System Center 2012 R2 Data Protection Manager: End-User Restore with DC 2003

In System Center Data Protection Manager there’s a procedure to enable end-user to restore their local files without IT Admins. For the people that don’t know this, in DPM there’s the possibility to deploy the agent also into the client and create a Protection Group to backup folders (such Desktop, Documents, Profiles and more).


To allows end-users to restore manually is required extend Active Directory; in DPM there’s a wizard that allows to do this, in the Options window. The procedure is very easy because you must click a button and the only requirement is make this procedure from an AD account with permission to extend the Schema.


If your account doesn’t has this permission it’s possible run separately a tool called DPMADSchemaExtension.exe that you can find in the folder “C:\Program Files\Microsoft System Center 2012 R2\DPM\End User Recovery“; this tool must be ran into a Domain Controller from an account with permission to extend the Schema.
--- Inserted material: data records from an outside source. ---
PR #1603, opened 2024-07-25
OAK-10976 - Avoid unnecessary call to PathUtils.getName in IndexDefinition

nfsantos:
In NamePattern.matches(), do not compute the property name if the parent path does not match. This avoids an unnecessary call to PathUtils.getName() in the parentPath do not match. This logic is in the critical path of indexing.


reschke:
I'd prefer to split this into two PRs, if possible.

See https://jackrabbit.apache.org/oak/docs/participating.html#making-changes

nfsantos:
> I'd prefer to split this into two PRs, if possible.
> 
> See https://jackrabbit.apache.org/oak/docs/participating.html#making-changes

Done. PR with the cosmetic changes: https://github.com/apache/jackrabbit-oak/pull/1604

fabriziofortino (approved):

nit0906 (approved):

Cool….but what happen when you want try to enable the function with a Domain Controller based on Windows Server 2003? I found this issue during my last DPM’s deployment. When I tried to use the “classic” way, as showed in figure 1, I received an error like figure 2.

Figure 1 – Configure End-Users Recovery

Figure 2 – AppCrash


It’s strange….but maybe there was an issue with the permission so I tried to run DPMADSchemaExtension.exe, figure 3; if you want use this tool, keep mind these details:


  • Enter Data Protection Manager Computer Name without FQDN name of DPM server
  • Enter Data Protection Manager Server Domain Name with FQDN, for example
  • Leave Protected Computer Domain Name blank if the DPM server is in the same domain as the Domain Controller


Figure 3 – DPMADSchemaExtension.exe


No way! This is the message error – figure 4.


Figure 4 – DPMADSchemaExtension.exe Error


On TechNet Forum I found a PowerShell script, that is not supported, that do the same thing as DPMADSchemaExtension. I ran the script and….another error, as showed in figure 5.


Figure 5 – Error via PowerShell


Unable to find a default server with Active Directory Web Services running???? This mean that the new tool try to change the Schema via AD Web Services and this means that the Domain Controller must be at least based on Windows Server 2008 R2!!! Bingo!


I downloaded DPMADSchemaExtension.exe from server with DPM 2010, I ran the wizard again and the result was….success – figure 6.


Figure 6 – DPMADSchemaExtension.exe Success


Now it’s possible open again Options window on DPM to see that I can enable the end-user recovery, as showed in figure 7.


Figure 7 – Enable End-User Recovery


DPMADSchemaExtension.exe from DPM 2010 is available in the Download Page.